# Qld: Scarby - almost a donut 25/8



## wongus (Feb 12, 2006)

After dusting the cobwebs off the yak earlier this month, Scarby was good to me and I managed to bag out on snapper within a couple of hours in a very enjoyable session.
viewtopic.php?f=17&t=62479

In the weeks that followed, fellow AKFF members had some amazing sessions on the water with kayakone, Beekeeper, nezevic, paulsod and others catching some stonker snaps as well as sizeable jew and grunter (yes I am jealous).

My second trip out last Thursday was a tough session spending over 7 hours on the water but bringing home a nice feed of snapper and flathead.
viewtopic.php?f=17&t=62644

Today wraps up my 4 day weekend having taken some days off to make the most of the weather and to wet a line.

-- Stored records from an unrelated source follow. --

Issue #3891, opened 2020-08-03
[Order] Order Properties by Visibility 


dobryy:
# Feature Request

## Diff 

```diff
-private $privateProperty;
-protected $protectedProperty;
-public $publicProperty;
+public $publicProperty;
+protected $protectedProperty;
+private $privateProperty;
```

PR #3929, opened 2020-08-07
[Order] Order properties by visibility

dobryy:
Closes https://github.com/rectorphp/rector/issues/3891


dobryy:
@TomasVotruba if it looks fine, let's merge it and as a next PR, I'll do some refactoring of Order set.

PR #3933, opened 2020-08-08
[Order] Visibility rules refactoring

dobryy:


rules/order/src/Rector/ClassLike/OrderMethodsByVisibilityRector.php
```diff
@@ -100,63 +98,28 @@ public function getNodeTypes(): array
...
-            $classMethods[$classMethodName]['abstract'] = $classStmt->isAbstract();
-            $classMethods[$classMethodName]['final'] = $classStmt->isFinal();
-            $classMethods[$classMethodName]['static'] = $classStmt->isStatic();
-            $classMethods[$classMethodName][self::POSITION] = $position;
-        }
-
-        $sortedMethods = $this->getMethodsSortedByVisibility($classMethods);
-        $methodsInPreferredOrder = $this->getMethodsInPreferredOrder($sortedMethods);
+        $currentMethodsOrder = $this->stmtOrder->getStmtsOfTypeOrder($node, ClassMethod::class);
+        $methodsInDesiredOrder = $this->getMethodsInDesiredOrder($node);
```
TomasVotruba, line 106: :+1:

rules/order/src/Rector/ClassLike/OrderMethodsByVisibilityRector.php
```diff
@@ -100,63 +98,28 @@ public function getNodeTypes(): array
...
-
-        return array_keys($classMethods);
+        $classMethods = $this->stmtVisibilitySorter->sortMethods($classLike);
+        $classMethods = array_keys($classMethods);
+
+        return $this->applyPreferredPosition($classMethods);
     }
 
-    private function getMethodsInPreferredOrder(array $sortedMethods): array
+    private function applyPreferredPosition(array $classMethods): array
```
TomasVotruba, line 121: `array` would deserve types

I'm going to re-enable this in PHPStan, so it's covered by CI

TomasVotruba:
Just the `array` types. The rest looks good to me

rules/order/src/Rector/ClassLike/OrderMethodsByVisibilityRector.php
TomasVotruba: https://github.com/rectorphp/rector/pull/3936

dobryy:
> Just the `array` types. The rest looks good to me

Ready.
array<int,string> - when index is not continuous value from 0 to N.
string[] - when the array is an indexed array with the continuous index value. 

Let me know if it makes sense :)

TomasVotruba:
All good, thanks

PR #3940, opened 2020-08-11
[Doctrine] service entity repo combo

mssimi:


TomasVotruba:
Follow up in https://github.com/rectorphp/rector/pull/3945

PR #3957, opened 2020-08-14
Fix sample configuration generation

hxv:


hxv:
Sample in rule is fine - turns out problem was in printing samples for documentation, and it affects more rules. Fixed that and generated fresh docs, hope it's fine.

TomasVotruba:
Thank you so much :+1:

PR #3959, opened 2020-08-14
Clarify paths.

dereuromark:
What do you think about this?

It is recommended to clarify paths with the slash, as in most OS a file can be anything without an ext as well.
Even if it works without, I think the docs are clearer.

The PSR-4 map is also recommended to have the clarity of trailing slash in place.


TomasVotruba:
I assume this is known to particular OS users. Like upper/lower case for Windows and Linux, `PHP_EOL` differences or `\`, `/` separators for file paths. Adding all these to all documentations would only create clutter and make Rector Documentation complicated to read.

dereuromark:
The PSR4 part is still true, though.

TomasVotruba:
If it causes bugs on specific OS, it should be validated/required by composer then

dereuromark:
The normalized version is also documented and advised to be used.
Both are valid, but what I PRd is the recommended form of writing it.

TomasVotruba:
On what OS does this cause bug?

How does the bug exactly look like while using Rector?

dereuromark:
Its not a bug, it is the normalized and documented form what is supposed to be put into the composer path section.

PR #3968, opened 2020-08-16
[Order] Order first level class statements

dobryy:


TomasVotruba:
Looks good to me, thanks :+1:

PR #3983, opened 2020-08-18
[DX] Architecture rules respect namespace

dobryy:


dobryy:
@TomasVotruba Ready, but there is some issue with some composer library... that is why the pipeline fails...

TomasVotruba:
It's because https://github.com/nikic/PHP-Parser/commit/aaee038b912e567780949787d5fe1977be11a778

Lockdown in `composer.json` to lower php-parser should help

dobryy:
@TomasVotruba, ready for merging.

TomasVotruba:
Thank you!

So clean :)


Rector code starts to smell like just washed laundry :lab_coat:  in the sunrise :white_flower:

Issue #3981, opened 2020-08-18
Calling a static method on a class-string variable


olivernybroe:
# Bug Report

| Subject        | Details                                                         |
| :------------- | :---------------------------------------------------------------|
| Rector version | v0.7.53         |
| Installed as   | composer dependency                   |

Rector crashes when calling a static method on a class-string variable

## Minimal PHP Code Causing Issue
https://getrector.org/demo/88314d95-fdc2-4dff-a286-9fa577a029ca

And change the setList to `SetList::PHP_70`

## Expected Behaviour
It should give some output

TomasVotruba:
Thanks for reporting :+1: 

Could you add failing test case to responsible rule?

PR #3986, opened 2020-08-19
Add failing test case for #3981

olivernybroe:
Here is the pr with a failing testcase for #3981 as requested 👍 

Hope I did it correctly.


TomasVotruba:
Thanks :+1:

PR #4032, opened 2020-08-26
[Type Declaration] return array type doc

dobryy:


TomasVotruba:
The test fixtures look all ok :+1:

TomasVotruba:
Could you:

- fix coding standard
- disable the rule in `rector-ci.php` for now

so we can merge it? Then we'll have less troubles to focus on

TomasVotruba:
Ah, there are broken tests too... that needs to be fixed first.

dobryy:
> Ah, there are broken tests too... that needs to be fixed first.

And that is the biggest problem :D I made Rector related issues fixed but some original fixtures don't work. I'll continue with it later today.

packages/phpstan-static-type-mapper/src/TypeMapper/ArrayTypeMapper.php
```diff
@@ -122,24 +121,7 @@ private function isGenericArrayCandidate(ArrayType $arrayType): bool
...
-
-        foreach ($keysArrayType->getValueTypes() as $key => $keyType) {
-            if (! $keyType instanceof ConstantIntegerType) {
-                return true;
-            }
-
-            if ($key !== $keyType->getValue()) {
-                return true;
-            }
-        }
```
TomasVotruba, line 140: Removing this now causes to add `int` key type, when not explicitly used

```php
/**
 * @var array<int, string>  
 */
private const VALUE = [
   'something'
];
```

:x: 

<br>

It should be:

```php
/**
 * @var string[]
 */
private const VALUE = [
   'something'
];
```

:heavy_check_mark:

TomasVotruba:
> And that is the biggest problem :D I made Rector related issues fixed but some original fixtures don't work. I'll continue with it later today.

Maybe next time would be better to add many small PR that passes, so we have finished and merged work. Making many changes with broken CI is huge productivity killer.

PR #5494, opened 2021-02-10
[Testing] Add autoload option to community test case

TomasVotruba:


packages/testing/src/PHPUnit/AbstractCommunityRectorTestCase.php
```diff
@@ -58,12 +58,13 @@ protected function setUp(): void
         $this->parameterProvider = $this->getService(ParameterProvider::class);
     }
 
-    protected function doTestFileInfo(SmartFileInfo $fixtureFileInfo): void
+    protected function doTestFileInfo(SmartFileInfo $fixturaeFileInfo, bool $shouldAutoload = true): void
```
samsonasik, line 61: @TomasVotruba it seems typo ? `fixturaeFileInfo` -> `fixtureFileInfo`

samsonasik: it seems already fixed in master https://github.com/rectorphp/rector/commit/2f907222a39b0f6d5ac368df7fcd5d7179ff5e7d 👍

PR #5500, opened 2021-02-11
Show diff of changed non-php files instead of simple message

lulco:


TomasVotruba:
Hi, could you provide some description and screenshot? Not sure what this does

lulco:
Sure, if I use RenameClassRector is is also used NonPhpFileClassRenamer in NonPhpFileProcessor. The output of renaming classes in non-php files is just simple message "! [NOTE] File "app/config/config.neon" would be changed ("dry-run" is on now)":
Screenshot 2021-02-11 at 13 15 58

This PR changes it to nice real diff:
Screenshot 2021-02-11 at 13 16 51

TomasVotruba:
Ah, that's purfect :+1:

I hit the water a bit later than usual (6.30am) as I noticed that the wind was going to die off later in the day and therefore there was no rush to get onto the water only to be blown about. The water was surprisingly quiet with most of the activity over at Scarby reef in the distance.

I fished soft plastics and landed an undersize squire and then dropped a solid hit. After that it was very slow.............. Aside from the odd undersize squire, undersize tailor and pike it was a long time between any action.

I even tried out my newly acquired Beekeeper special weapon (ala Sebile Koolie 76mm LL in rainbow trout colour) and trolled it all the way to Scarby reef. It was the first time I've actually made it here and the flotilla of boats anchored around a small zone didn't hold my interest. Interestingly, there was a bit of snot weed around this area which wasn't prevalent in my usual haunts. I then swapped lures into the AWTY special (you'll have to read his old posts to find out) and trolled back without success.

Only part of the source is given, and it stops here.